Examples of some of the leaks investigated, besides the one at Moab, include:
Customers at a Ben Franklin store in St. George complained last year of gasoline odors as they entered the store, and some workers complained of headaches and nausea. Investigations determined the fumes were coming from a floor drain in the basement, apparently from an underground gas spill from tanks at one of several nearby gasoline stations.
A Vernal businessman reported a tank likely leaked because it fills with water when the water table is high, and loses gasoline when the water table is low. When a telephone company dug a hole for a pole nearby, the resulting gasoline fumes were so strong that the crew had to stop. Also, the PVC waterline for a nearby tool company passes through the contaminated area.
Chevron, which has developed a program to systematically upgrade its underground tanks, invited state officials to watch how it "closes out" old gas stations by watching how one at North Temple and Redwood Road in Salt Lake City was dismantled. Ellis said officials were expecting to see that the tank there was in good shape, but instead "it had leaked and the whole place was hot as a firecracker." Chevron is cleaning up the gasoline-contaminated soil in the area.
Ellis said his office works with gasoline companies and the EPA with its federal Leaking Underground Storage Tank Trust Fund to clean up such problems when found.
It recently applied for a $394,000 trust grant to clean up some of the spills in the state.
But Ellis said his new program will try to prevent leaks in the first place or correct them before they become too troublesome.
A first step was requiring tank owners to notify the state of the number, age and size of their tanks. About 10,500 tanks have been registered so far, which state officials think is only about half the tanks in the state.
Owners must pay a $25-per-tank fee to help fund inspection and maintenance programs that Ellis expects will be required by the EPA as it releases final regulations about underground tanks, probably in October.
EPA proposals for those regulations include requiring tanks to be periodically tested for leaks. That is done by filling the tanks and measuring how much fluid escapes over the next few hours. Ellis expects that the EPA will require repairs for leaks of more than about a cup per hour.

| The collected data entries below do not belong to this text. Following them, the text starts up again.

PR #716, opened 2026-03-31
Fix #653 and other bugs with iterated substitution

### LINKED ISSUE #653: Soundness Bug in Function Substitution
This assertion succeeds:
```
def functionAssertPgm : Program :=
#strata
program Core;

inline function foo(x : int, $__y0 : int) : int { x + $__y0 }

procedure TestFoo() returns ()
{
  var y : int;
  assert [fooEq]: (foo(y, 2) == 4);
};

#end

#eval verify functionAssertPgm
```

The reason is that in the evaluation of Factory functions, arguments are substituted for the free variables sequentially, so one can be captured by a future substitution. Here we first substitute `x -> $__y0` and then substitute `$__y0 -> 2`.  This particular example relies on giving an "illegal" variable name, but since functions and expressions can be constructed via an API, name clashes are possible.

The most straightforward fix is to do simultaneous substitution rather than sequential substitution when evaluating Factory functions.

joscoh:
*Issue #, if available:* #653

*Description of changes:* The use of `substFvars` for repeated substitution is unsound whenever either (a) the substituted expressions are not guaranteed to use only `fvars` that do not appear in the substitution list or (b) the substituted expressions contain bound variables. This PR instead adds simulatenous substitution operators that safely substitute multiple free variables at once, with both `bvar`-safe and standard versions. It classifies each place where iterated substitution was used as safe or requiring one of the new functions, adding an appropriate comment for each to make the assumptions explicit (for example, for some cases, the substituted terms are closed, so it safe to use a non-lifting substitution function). 
It includes tests that formerly failed illustrating soundness issues with the prior approach: for the Lambda partial evaluator, for `substFvarsFromState`, for the precondition generation, closure capture, and procedure call capture.

### DIFF
--- a/Strata/DL/Lambda/LExprWF.lean
+++ b/Strata/DL/Lambda/LExprWF.lean
@@ -352,20 +352,20 @@ in a single pass, avoiding variable capture between substitutions.
 Does NOT lift de Bruijn indices when going under binders. Safe only when all
 replacement expressions contain no bvars.
 -/
-def substMultiFvars [BEq T.IDMeta] (e : LExpr ⟨T, GenericTy⟩) (sm : Map T.Identifier (LExpr ⟨T, GenericTy⟩))
+def substFvars [BEq T.IDMeta] (e : LExpr ⟨T, GenericTy⟩) (sm : Map T.Identifier (LExpr ⟨T, GenericTy⟩))
   : LExpr ⟨T, GenericTy⟩ :=
-  if sm.isEmpty then e else substMultiFvarsAux e sm
+  if sm.isEmpty then e else substFvarsAux e sm
 where
-  substMultiFvarsAux (e : LExpr ⟨T, GenericTy⟩) (sm : Map T.Identifier (LExpr ⟨T, GenericTy⟩))
+  substFvarsAux (e : LExpr ⟨T, GenericTy⟩) (sm : Map T.Identifier (LExpr ⟨T, GenericTy⟩))
     : LExpr ⟨T, GenericTy⟩ :=
     match e with
     | .const _ _ => e | .bvar _ _ => e | .op _ _ _ => e
     | .fvar _ name _ => match sm.find? name with | some to => to | none => e
-    | .abs m name ty e' => .abs m name ty (substMultiFvarsAux e' sm)
-    | .quant m qk name ty tr' e' => .quant m qk name ty (substMultiFvarsAux tr' sm) (substMultiFvarsAux e' sm)
-    | .app m fn e' => .app m (substMultiFvarsAux fn sm) (substMultiFvarsAux e' sm)
-    | .ite m c t e' => .ite m (substMultiFvarsAux c sm) (substMultiFvarsAux t sm) (substMultiFvarsAux e' sm)
-    | .eq m e1 e2 => .eq m (substMultiFvarsAux e1 sm) (substMultiFvarsAux e2 sm)
+    | .abs m name ty e' => .abs m name ty (substFvarsAux e' sm)
+    | .quant m qk name ty tr' e' => .quant m qk name ty (substFvarsAux tr' sm) (substFvarsAux e' sm)
+    | .app m fn e' => .app m (substFvarsAux fn sm) (substFvarsAux e' sm)
+    | .ite m c t e' => .ite m (substFvarsAux c sm) (substFvarsAux t sm) (substFvarsAux e' sm)
+    | .eq m e1 e2 => .eq m (substFvarsAux e1 sm) (substFvarsAux e2 sm)
 
 /--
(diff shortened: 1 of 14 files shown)


Strata/DL/Lambda/LExprWF.lean
```diff
@@ -345,14 +345,74 @@ where
...
     | .eq m e1 e2 => .eq m (go e1 depth) (go e2 depth)
 
+/--
+Iterated substitution of multiple free variables with lifting (sequential `foldl`).
+**Warning:** This is NOT simultaneous substitution — earlier substitutions can
+introduce variables that are then captured by later ones. Only use when you can
+guarantee that the replacement expressions do not contain fvars appearing later
+in the substitution list. Prefer `substMultiFvarsLifting` for safe simultaneous
+substitution.
+-/
```
andrewmwells-amazon: I think we should just remove this

Strata/DL/Lambda/LExprWF.lean
```diff
@@ -345,14 +345,74 @@ where
...
   List.foldl (fun e (var, s) => substFvarLifting e var s) e sm
 
+/--
+Iterated substitution of multiple free variables (sequential `foldl`).
+**Warning:** This is NOT simultaneous substitution — earlier substitutions can
+introduce variables that are then captured by later ones. Only use when you can
+guarantee that the replacement expressions do not contain fvars appearing later
+in the substitution list, and that the replacement expressions contain no bvars.
+Prefer `substMultiFvars` for safe simultaneous substitution.
+-/
```
andrewmwells-amazon: Same here

Strata/Transform/CallElim.lean
```diff
@@ -79,8 +79,10 @@ def callElimCmd (cmd: Command)
             | _ => none
         let oldSubst := createOldVarsSubst oldTrips ++ unmodifiedOldSubst
 
+        -- Iterated substitution is safe here: keys are "old g" identifiers (prefixed
```
MikaelMayer: The comment says "Iterated substitution is safe here" but the code now uses `substMultiFvars` (simultaneous). Since the whole point of this PR is to move away from iterated substitution, this comment is confusing — it reads as if the old approach is still in use. Consider rewording, e.g.: "Simultaneous substitution is used. (Note: even iterated substitution would be safe here because keys are 'old g' identifiers and values are fresh variables that cannot appear as keys.)"

StrataTest/Languages/Core/Examples/SubstFvarsCaptureTests.lean
```diff
@@ -0,0 +1,152 @@
...
+
+  SPDX-License-Identifier: Apache-2.0 OR MIT
+-/
+
+import Strata.Languages.Core.Verifier
+
+/-! # Simultaneous substitution tests (Issue 653)
+
+Tests verifying that simultaneous substitution (`substMultiFvars` /
+`substMultiFvarsLifting`) avoids variable capture that occurrs with the
```
MikaelMayer: Nit: typo — `occurrs` → `occurs`.

Strata/DL/Lambda/LExprWF.lean
```diff
@@ -345,13 +345,49 @@ where
     | .ite m c t f => .ite m (go c depth) (go t depth) (go f depth)
     | .eq m e1 e2 => .eq m (go e1 depth) (go e2 depth)
 
-def substFvarsLifting [BEq T.IDMeta] (e : LExpr ⟨T, GenericTy⟩) (sm : Map T.Identifier (LExpr ⟨T, GenericTy⟩))
+/--
```
MikaelMayer, line 348: No action needed: the docstrings on `substMultiFvars` and `substMultiFvarsLifting` clearly state the contract ("Does NOT lift de Bruijn indices" / "Properly lifts de Bruijn indices") and when to use each variant. This makes it easy for callers to pick the right one.

Strata/Languages/Core/StatementEval.lean
```diff
@@ -49,12 +49,11 @@ private def callConditions (proc : Procedure)
   let names := List.map
                (fun k => s!"(Origin_{proc.header.name.name}_{condType}){k}")
                conditions.keys
+  -- The replacement expressions must be closed (no dangling bvars).
+  let sm := subst.map (fun (x, v) => (x.fst, v))
```
MikaelMayer, line 53: Nice refactor — building the substitution map first and then calling `substMultiFvars` once is cleaner than the old `foldl` that interleaved map construction with substitution.

Strata/Transform/CallElim.lean
joscoh: Thanks, this is an outdated comment. Will fix.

Those tests will likely be conducted by certified private companies and could be somewhat expensive - $300 to $500 per tank, Ellis estimates. He said several companies are gearing up to conduct those tests, even though they have not yet been required.

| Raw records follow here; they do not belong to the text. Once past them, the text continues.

PR #719, opened 2026-03-31
Add --profile and --quiet flags to pyAnalyzeLaurel

joehendrix:
Add per-step timing to pyAnalyzeLaurel so we can identify performance
bottlenecks across the pipeline without modifying benchmark scripts.

## Command Line Flags Added

* `--profile` — Print elapsed time in milliseconds for each pipeline step
  to stdout. Covers Python-to-Laurel sub-steps, Laurel-to-Core, PySpec
  inlining, and SMT verification internals (program transformations,
  type check/PE, VC discharge with preprocess/encoding/solver breakdown).
* `--quiet` — Suppress stderr warnings from PySpec and dispatch module
  resolution, which are noisy during batch benchmarking.

By submitting this pull request, I confirm that my contribution is made
under the terms of the Apache 2.0 license and the MIT license.

### DIFF
--- a/Strata/Languages/Core/Verifier.lean
+++ b/Strata/Languages/Core/Verifier.lean
@@ -670,9 +670,9 @@ def verifySingleEnv (pE : Program × Env) (options : VerifyOptions)
               [DEBUG] Evaluated program: {Core.formatProgram p}\n\n"
   | _ =>
     let mut results := (#[] : VCResults)
-    let mut preprocessMs : Nat := 0
-    let mut smtEncodeMs : Nat := 0
-    let mut solverMs : Nat := 0
+    let mut preprocessNs : Nat := 0
+    let mut smtEncodeNs : Nat := 0
+    let mut solverNs : Nat := 0
     let mut peResolvedCount : Nat := 0
     for obligation in E.deferred do
       -- Determine which checks to perform based on metadata or check mode/amount
@@ -692,10 +692,10 @@ def verifySingleEnv (pE : Program × Env) (options : VerifyOptions)
           | .bugFinding, .minimalVerbose, .assert | .bugFinding, .minimalVerbose, .divisionByZero => (true, false) -- Same checks as minimal
           | .bugFinding, .minimal, .cover => (true, false)  -- Cover uses satisfiability
           | .bugFinding, .minimalVerbose, .cover => (true, false)  -- Same checks as minimal
-      let t0 ← (IO.monoNanosNow : BaseIO Nat)
+      let t0 ← IO.monoNanosNow
       let (obligation, peSatResult?, peValResult?) ← preprocessObligation obligation p options satisfiabilityCheck validityCheck axiomCache
-      let t1 ← (IO.monoNanosNow : BaseIO Nat)
-      preprocessMs := preprocessMs + (t1 - t0) / 1000000
+      let t1 ← IO.monoNanosNow
+      preprocessNs := preprocessNs + (t1 - t0)
       -- If PE resolved both checks, we're done, unless we always want to generate SMT queries
       if not options.alwaysGenerateSMT then
         if let (some peSat, some peVal) := (peSatResult?, peValResult?) then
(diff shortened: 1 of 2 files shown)


Strata/Languages/Core/Verifier.lean
```diff
@@ -661,13 +662,18 @@ def verifySingleEnv (pE : Program × Env) (options : VerifyOptions)
...
   match E.error with
   | some err =>
     .error <| DiagnosticModel.fromFormat s!"🚨 Error during evaluation!\n\
               {format err}\n\n\
               [DEBUG] Evaluated program: {Core.formatProgram p}\n\n"
   | _ =>
     let mut results := (#[] : VCResults)
+    let mut preprocessMs : Nat := 0
+    let mut smtEncodeMs : Nat := 0
+    let mut solverMs : Nat := 0
```
MikaelMayer: The manual timing accumulation here (and the `smtEncodeMs`/`solverMs` blocks below) duplicates the pattern that `profileStep` already abstracts. Consider wrapping each timed section with `profileStep` instead — it would remove ~12 lines of boilerplate and guarantee the output format stays consistent with the rest of the pipeline.

If the concern is that `profileStep` prints per-invocation while you want an aggregate across the loop, a small `profileAccum` variant (returns elapsed alongside the result, caller sums) would keep the code DRY.

Strata/Languages/Core/Verifier.lean
```diff
@@ -734,6 +750,11 @@ def verifySingleEnv (pE : Program × Env) (options : VerifyOptions)
             let prog := f!"\n\n[DEBUG] Evaluated program:\n{Core.formatProgram p}"
             dbg_trace f!"\n\nResult: {result}\n{prog}"
           if options.stopOnFirstError then break
+    if profile then
```
MikaelMayer, line 753: The indentation here uses 5 spaces (`"[profile]     Preprocess..."`) while the `profileStep` calls in `verify` use 2-space-indented names (`"  Program transformations"`), producing output like `"[profile]   Program transformations: 42ms"`. The nesting intent is good, but the two schemes don't align visually. Consider using the same indentation depth (e.g., 4 spaces in the name) so the hierarchy reads clearly.

Strata/Util/Profile.lean
```diff
@@ -0,0 +1,16 @@
+/-
+  Copyright Strata Contributors
+
+  SPDX-License-Identifier: Apache-2.0 OR MIT
+-/
+module
+
+/-- Run an action, printing its elapsed time in milliseconds to stdout when `profile` is true. -/
+public def profileStep {m α} [Monad m] [MonadLiftT BaseIO m]
```
MikaelMayer, line 11: 👍 No action needed — this is a well-factored utility. The `[MonadLiftT BaseIO m]` constraint keeps it usable across `IO`, `EIO`, etc., and the early-return when `!profile` avoids any overhead in the common case.

Strata/Languages/Core/Verifier.lean
joehendrix: Thanks for the suggestion. I considered a `profileAccum` variant but it only saves ~3 lines since we still need the mutable accumulators and the summary print block. The manual approach also handles the early-exit `continue` path (PE-resolved obligations) more naturally.

I did clean up the boilerplate: removed the unnecessary `(... : BaseIO Nat)` type annotations, introduced an `nsToMs` helper with rounding, and switched to accumulating in nanoseconds to avoid intermediate rounding errors. See 2270473.

Strata/Languages/Core/Verifier.lean
joehendrix: Good catch — the indentation levels are intentional to show hierarchy (top-level steps at 0 indent, verify sub-steps at 2 spaces, VC discharge sub-steps at 4 spaces) but I agree the spacing was inconsistent. The 5-space indent was a typo. Fixed in 2270473.

Strata/Util/Profile.lean
joehendrix: Thanks!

Ellis also expects the EPA to require leak-detection systems to be installed on tanks within three to five years and to require that within 10 years all underground storage tanks be equipped with corrosion protection and with devices to prevent spills or overfills.
The EPA is also wrestling with whether or how to require gasoline companies to carry insurance to cover the costs of cleaning up leaks. Ellis said he feels the EPA is hoping that states will set up low-cost insurance policies that small, independent gasoline station owners can afford.
If the program works as designed, the state should know within a few years exactly how good or bad the underground tanks here are. Ellis said the environment will be better protected and health threats such as those Brittney Shepardson faced should be eventually eliminated.